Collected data
=-=-=-=-=

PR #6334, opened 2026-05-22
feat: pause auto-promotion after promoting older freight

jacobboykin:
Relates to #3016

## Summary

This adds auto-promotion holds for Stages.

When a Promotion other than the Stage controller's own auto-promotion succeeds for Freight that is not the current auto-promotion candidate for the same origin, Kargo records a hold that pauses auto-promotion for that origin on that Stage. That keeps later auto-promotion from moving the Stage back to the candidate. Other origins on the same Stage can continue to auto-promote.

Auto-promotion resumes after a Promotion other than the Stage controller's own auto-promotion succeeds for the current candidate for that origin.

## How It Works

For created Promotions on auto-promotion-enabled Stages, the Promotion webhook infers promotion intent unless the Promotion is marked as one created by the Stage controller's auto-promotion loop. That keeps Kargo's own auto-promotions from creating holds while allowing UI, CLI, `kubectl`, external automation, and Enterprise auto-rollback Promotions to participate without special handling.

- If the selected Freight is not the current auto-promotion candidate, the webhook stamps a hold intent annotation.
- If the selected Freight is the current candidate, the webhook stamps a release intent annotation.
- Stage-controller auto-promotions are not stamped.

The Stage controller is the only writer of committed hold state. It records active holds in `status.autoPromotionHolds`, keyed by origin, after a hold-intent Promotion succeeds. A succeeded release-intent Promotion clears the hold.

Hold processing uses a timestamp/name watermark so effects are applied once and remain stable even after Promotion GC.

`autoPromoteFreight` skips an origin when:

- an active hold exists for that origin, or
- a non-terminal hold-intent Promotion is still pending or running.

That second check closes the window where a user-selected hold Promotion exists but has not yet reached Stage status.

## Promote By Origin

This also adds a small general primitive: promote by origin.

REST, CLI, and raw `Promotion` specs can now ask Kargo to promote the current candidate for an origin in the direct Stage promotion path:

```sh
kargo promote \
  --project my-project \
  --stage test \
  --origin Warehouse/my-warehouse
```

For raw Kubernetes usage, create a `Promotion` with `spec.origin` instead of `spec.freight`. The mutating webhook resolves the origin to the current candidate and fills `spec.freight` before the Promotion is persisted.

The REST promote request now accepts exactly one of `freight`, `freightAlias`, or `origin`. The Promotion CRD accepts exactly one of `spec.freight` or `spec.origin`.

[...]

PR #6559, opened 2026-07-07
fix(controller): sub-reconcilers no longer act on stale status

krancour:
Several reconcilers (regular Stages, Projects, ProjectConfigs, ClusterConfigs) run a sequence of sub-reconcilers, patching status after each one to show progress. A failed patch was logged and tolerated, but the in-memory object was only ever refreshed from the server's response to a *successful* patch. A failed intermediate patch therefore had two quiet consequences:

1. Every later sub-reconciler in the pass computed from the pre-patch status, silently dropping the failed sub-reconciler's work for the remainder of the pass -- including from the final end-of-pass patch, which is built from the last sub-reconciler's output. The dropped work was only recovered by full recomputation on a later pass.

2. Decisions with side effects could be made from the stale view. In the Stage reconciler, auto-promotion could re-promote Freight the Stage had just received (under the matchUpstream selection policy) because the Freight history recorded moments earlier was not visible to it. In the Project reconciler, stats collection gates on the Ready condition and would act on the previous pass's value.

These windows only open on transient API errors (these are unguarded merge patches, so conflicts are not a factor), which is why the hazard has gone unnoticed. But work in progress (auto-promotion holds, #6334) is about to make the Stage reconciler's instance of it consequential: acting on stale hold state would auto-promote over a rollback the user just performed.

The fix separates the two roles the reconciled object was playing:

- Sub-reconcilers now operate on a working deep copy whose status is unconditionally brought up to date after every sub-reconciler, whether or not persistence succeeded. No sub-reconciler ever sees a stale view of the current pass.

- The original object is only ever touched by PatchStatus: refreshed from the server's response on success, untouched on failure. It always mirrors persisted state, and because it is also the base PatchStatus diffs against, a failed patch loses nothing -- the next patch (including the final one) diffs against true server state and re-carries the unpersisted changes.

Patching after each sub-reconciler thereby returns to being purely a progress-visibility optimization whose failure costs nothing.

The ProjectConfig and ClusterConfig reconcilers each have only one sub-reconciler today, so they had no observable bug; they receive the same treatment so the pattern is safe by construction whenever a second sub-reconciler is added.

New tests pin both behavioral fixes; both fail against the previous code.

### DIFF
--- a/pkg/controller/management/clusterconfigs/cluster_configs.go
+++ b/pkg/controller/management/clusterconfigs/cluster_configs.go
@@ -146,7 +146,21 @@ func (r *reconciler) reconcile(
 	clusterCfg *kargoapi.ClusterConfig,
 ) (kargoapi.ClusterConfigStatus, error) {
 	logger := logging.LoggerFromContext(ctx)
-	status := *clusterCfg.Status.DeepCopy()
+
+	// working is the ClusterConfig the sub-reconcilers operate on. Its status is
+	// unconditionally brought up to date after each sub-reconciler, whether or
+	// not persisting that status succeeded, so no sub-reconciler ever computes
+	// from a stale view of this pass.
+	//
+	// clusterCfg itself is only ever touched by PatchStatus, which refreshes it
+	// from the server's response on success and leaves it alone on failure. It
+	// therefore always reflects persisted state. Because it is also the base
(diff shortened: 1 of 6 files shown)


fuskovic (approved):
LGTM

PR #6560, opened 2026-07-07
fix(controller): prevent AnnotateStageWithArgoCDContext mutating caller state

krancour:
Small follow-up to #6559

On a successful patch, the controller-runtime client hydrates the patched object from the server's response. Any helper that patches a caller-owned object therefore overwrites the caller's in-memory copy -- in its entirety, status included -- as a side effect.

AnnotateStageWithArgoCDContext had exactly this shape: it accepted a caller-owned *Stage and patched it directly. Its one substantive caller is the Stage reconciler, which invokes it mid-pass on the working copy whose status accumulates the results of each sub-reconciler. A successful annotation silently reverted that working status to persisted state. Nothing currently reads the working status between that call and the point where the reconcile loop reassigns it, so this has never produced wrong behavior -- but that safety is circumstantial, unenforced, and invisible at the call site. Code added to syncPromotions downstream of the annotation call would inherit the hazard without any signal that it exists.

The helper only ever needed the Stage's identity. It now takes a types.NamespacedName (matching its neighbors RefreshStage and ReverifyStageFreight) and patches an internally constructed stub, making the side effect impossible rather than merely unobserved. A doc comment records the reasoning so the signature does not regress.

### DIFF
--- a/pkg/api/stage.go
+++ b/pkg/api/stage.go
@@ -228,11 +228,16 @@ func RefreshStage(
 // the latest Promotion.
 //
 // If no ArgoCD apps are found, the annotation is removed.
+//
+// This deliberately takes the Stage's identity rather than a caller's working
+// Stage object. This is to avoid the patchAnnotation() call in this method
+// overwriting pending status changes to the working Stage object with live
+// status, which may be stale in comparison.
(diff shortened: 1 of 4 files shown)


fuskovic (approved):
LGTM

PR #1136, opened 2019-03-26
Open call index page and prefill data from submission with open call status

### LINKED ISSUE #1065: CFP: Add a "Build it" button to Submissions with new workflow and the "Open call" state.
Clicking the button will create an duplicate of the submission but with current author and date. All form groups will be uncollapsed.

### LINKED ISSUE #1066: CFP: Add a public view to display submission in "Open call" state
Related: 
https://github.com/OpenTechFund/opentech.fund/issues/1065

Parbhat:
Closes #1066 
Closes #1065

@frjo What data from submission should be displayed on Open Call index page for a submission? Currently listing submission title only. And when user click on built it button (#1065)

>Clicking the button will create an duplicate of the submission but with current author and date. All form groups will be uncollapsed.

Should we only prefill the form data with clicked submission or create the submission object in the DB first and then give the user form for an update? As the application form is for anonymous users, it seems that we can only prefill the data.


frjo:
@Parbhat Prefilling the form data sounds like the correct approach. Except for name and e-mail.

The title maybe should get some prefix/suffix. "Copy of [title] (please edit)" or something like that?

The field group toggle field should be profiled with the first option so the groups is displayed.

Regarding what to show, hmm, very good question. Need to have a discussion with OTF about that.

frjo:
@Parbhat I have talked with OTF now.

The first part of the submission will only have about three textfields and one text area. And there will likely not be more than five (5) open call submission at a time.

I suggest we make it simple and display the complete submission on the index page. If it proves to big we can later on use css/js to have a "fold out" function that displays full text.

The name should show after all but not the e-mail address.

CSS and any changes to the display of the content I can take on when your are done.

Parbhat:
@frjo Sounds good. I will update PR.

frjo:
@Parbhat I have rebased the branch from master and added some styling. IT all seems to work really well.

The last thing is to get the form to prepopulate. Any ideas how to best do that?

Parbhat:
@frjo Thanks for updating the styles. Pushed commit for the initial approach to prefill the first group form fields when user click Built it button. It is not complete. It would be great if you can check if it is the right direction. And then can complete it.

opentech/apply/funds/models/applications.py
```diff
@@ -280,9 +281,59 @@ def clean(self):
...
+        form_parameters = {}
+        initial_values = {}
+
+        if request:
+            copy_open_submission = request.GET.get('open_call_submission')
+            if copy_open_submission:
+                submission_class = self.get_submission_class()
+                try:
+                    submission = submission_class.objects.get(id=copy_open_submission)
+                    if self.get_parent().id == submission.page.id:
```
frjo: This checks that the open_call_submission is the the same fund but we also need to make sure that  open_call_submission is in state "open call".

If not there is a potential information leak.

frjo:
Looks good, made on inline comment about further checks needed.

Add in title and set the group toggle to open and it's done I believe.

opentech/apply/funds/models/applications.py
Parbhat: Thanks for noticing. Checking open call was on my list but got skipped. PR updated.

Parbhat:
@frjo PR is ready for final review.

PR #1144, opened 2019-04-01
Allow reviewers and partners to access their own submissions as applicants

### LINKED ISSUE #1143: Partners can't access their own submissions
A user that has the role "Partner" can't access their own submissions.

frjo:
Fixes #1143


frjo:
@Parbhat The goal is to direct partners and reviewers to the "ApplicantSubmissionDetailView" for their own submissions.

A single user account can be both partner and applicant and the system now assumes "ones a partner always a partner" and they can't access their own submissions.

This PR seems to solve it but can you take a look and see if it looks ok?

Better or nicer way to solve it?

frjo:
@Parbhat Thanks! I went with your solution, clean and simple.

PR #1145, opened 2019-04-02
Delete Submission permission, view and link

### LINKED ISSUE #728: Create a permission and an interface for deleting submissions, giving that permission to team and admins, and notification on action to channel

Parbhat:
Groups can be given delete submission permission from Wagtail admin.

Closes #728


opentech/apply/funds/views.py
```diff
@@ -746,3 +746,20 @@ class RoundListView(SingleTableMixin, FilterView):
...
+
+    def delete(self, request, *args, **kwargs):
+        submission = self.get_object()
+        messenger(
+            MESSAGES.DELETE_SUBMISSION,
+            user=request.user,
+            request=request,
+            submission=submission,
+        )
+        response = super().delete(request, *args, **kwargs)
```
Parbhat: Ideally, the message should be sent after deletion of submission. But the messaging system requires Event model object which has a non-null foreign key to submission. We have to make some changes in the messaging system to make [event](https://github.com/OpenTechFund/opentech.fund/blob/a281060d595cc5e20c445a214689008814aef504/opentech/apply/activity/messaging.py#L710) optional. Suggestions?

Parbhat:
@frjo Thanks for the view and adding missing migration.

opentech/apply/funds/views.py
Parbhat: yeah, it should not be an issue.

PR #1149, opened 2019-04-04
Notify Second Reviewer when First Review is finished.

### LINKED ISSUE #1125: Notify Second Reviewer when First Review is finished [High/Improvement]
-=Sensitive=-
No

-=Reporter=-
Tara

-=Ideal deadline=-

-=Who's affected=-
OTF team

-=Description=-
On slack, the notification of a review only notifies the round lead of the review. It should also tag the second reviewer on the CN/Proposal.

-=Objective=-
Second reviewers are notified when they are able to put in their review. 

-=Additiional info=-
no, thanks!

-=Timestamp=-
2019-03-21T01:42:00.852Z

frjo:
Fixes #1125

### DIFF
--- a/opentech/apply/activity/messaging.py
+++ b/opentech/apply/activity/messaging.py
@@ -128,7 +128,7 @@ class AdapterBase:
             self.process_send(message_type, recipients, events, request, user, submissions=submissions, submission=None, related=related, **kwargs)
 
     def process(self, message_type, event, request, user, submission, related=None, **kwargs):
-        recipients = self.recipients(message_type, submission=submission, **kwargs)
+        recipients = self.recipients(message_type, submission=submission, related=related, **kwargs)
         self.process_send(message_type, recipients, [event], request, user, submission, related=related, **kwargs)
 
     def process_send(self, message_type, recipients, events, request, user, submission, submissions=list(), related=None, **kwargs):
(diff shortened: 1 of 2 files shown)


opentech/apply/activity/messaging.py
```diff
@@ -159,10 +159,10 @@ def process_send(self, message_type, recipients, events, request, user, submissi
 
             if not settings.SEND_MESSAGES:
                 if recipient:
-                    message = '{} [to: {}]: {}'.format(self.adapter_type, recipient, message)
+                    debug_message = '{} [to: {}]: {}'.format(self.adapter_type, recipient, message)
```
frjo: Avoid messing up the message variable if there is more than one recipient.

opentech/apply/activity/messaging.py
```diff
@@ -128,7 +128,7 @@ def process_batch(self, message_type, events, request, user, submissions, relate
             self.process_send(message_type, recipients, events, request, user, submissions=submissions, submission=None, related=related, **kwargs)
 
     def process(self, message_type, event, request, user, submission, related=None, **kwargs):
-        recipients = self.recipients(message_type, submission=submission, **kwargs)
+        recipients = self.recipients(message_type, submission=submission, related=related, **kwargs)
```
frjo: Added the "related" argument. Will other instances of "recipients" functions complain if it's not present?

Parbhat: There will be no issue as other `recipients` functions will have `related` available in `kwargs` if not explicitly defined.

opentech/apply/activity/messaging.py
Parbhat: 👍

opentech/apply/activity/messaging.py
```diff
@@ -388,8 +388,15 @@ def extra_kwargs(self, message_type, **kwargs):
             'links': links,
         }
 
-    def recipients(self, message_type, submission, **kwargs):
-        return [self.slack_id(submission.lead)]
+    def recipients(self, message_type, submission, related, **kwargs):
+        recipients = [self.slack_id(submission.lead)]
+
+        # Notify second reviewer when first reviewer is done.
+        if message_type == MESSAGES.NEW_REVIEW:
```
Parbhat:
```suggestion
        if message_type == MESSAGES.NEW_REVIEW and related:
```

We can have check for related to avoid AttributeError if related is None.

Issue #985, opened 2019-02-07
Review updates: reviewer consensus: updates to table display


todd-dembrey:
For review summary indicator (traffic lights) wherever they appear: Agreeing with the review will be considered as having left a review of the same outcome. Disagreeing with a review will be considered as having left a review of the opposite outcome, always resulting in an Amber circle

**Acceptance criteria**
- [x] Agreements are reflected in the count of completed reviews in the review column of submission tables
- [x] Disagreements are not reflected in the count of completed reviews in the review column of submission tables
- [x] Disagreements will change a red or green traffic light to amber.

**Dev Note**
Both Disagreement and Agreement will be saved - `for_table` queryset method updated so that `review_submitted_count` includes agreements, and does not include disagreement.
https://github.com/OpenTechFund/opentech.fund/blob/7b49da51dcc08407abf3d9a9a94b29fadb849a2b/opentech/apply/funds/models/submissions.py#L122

=-=-=-=-=

> **Work request**:
The lines from the beginning of the records through the line containing "This adds auto-promotion holds for Stages." should be reproduced exactly. Include nothing else.

> **Answer space**:
PR #6334, opened 2026-05-22
feat: pause auto-promotion after promoting older freight

jacobboykin:
Relates to #3016

## Summary

This adds auto-promotion holds for Stages.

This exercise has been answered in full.